Problem to work on - Copy exactly the last part of the entries, starting from the line with "- * This guard" and including the final line.
The records section start
PR #99, opened 2026-08-26
fix(shared): drop dead operator event types; guard producers

Elesiann:
## What

`rate_limit_hit` is declared in the shared operator-event contract but never emitted anywhere in `packages/server/src` — `RateLimitGate` computes block state (`blocked`/`blockReason`) but never produces an operator event for it. A declared operator type with no producer can never reach a receiver; keeping it invites drift between the contract and the runtime. It was the only dead member of the union: every other declared type (`agent_state_snapshot`, `action_intent`, `event_visibility` included) has at least one emission site on main.

- **Removes `rate_limit_hit`** (`packages/shared/src/operator/operator.types.ts`) and turns the union into a runtime-iterable `as const` array with the type derived from it (`OPERATOR_EVENT_TYPES` = single source of truth; no zod schema added, per the testing-strategy won't-do).
- **Adds a producer guard** (`packages/server/src/simulation/__tests__/operator-event-producers.test.ts`): every declared operator type must have an emission site (`type: "<name>"`) in `packages/server/src`. The reverse direction — emitting an undeclared type — is already rejected by the type system, so the guard is one-directional. It validates all ten remaining types, including the observability-stream ones that landed on main via #100.
- Regenerates `docs/test-inventory.{md,json}`.

## Validation

- `pnpm lint` PASS (typecheck, 4/4 packages)
- `pnpm test:all` PASS — full suite green (100 files / 1064 tests incl. the new guard test); audit gate 0 violations
- The guard test passes against the 10 produced types and fails for any declared type without an emission site — the invariant this PR exists to enforce
- Gate run inside a `node:22` container (Docker, on the workspace's remote worker) with `pnpm install --frozen-lockfile`, matching the CI sequence (install → build → lint → test:all)

### DIFF
--- a/packages/server/src/simulation/__tests__/operator-event-producers.test.ts
+++ b/packages/server/src/simulation/__tests__/operator-event-producers.test.ts
@@ -18,8 +18,8 @@ import { OPERATOR_EVENT_TYPES } from "@perfectman/shared";
  * the type system already rejects any `type: "..."` that is not a member of
  * the union.
  *
- * This guard exists because `rate_limit_hit` was declared but never
- * emitted anywhere in packages/server/src — removed with this change. The
+ * This guard exists because `rate_limit_hit` was declared but never emitted
+ * anywhere in packages/server/src — removed with this change. The
  * observability-stream types (`agent_state_snapshot`, `action_intent`,
  * `event_visibility`) landed on main with PR #100 and each has a producer.
  */
@@ -44,6 +44,37 @@ function collectSourceFiles(dir: string): string[] {
   return files;
 }
 
+/**
+ * True if `type` is emitted as an OperatorEvent somewhere in `source`.
+ *
+ * A bare `type: "<name>"` occurrence is not proof of an operator emission:
+ * `intent_blocked`, `intent_delayed` and `llm_failure` are also committed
The records section end
Expected answer -
- * This guard exists because `rate_limit_hit` was declared but never
- * emitted anywhere in packages/server/src — removed with this change. The
+ * This guard exists because `rate_limit_hit` was declared but never emitted
+ * anywhere in packages/server/src — removed with this change. The
  * observability-stream types (`agent_state_snapshot`, `action_intent`,
  * `event_visibility`) landed on main with PR #100 and each has a producer.
  */
@@ -44,6 +44,37 @@ function collectSourceFiles(dir: string): string[] {
   return files;
 }
 
+/**
+ * True if `type` is emitted as an OperatorEvent somewhere in `source`.
+ *
+ * A bare `type: "<name>"` occurrence is not proof of an operator emission:
+ * `intent_blocked`, `intent_delayed` and `llm_failure` are also committed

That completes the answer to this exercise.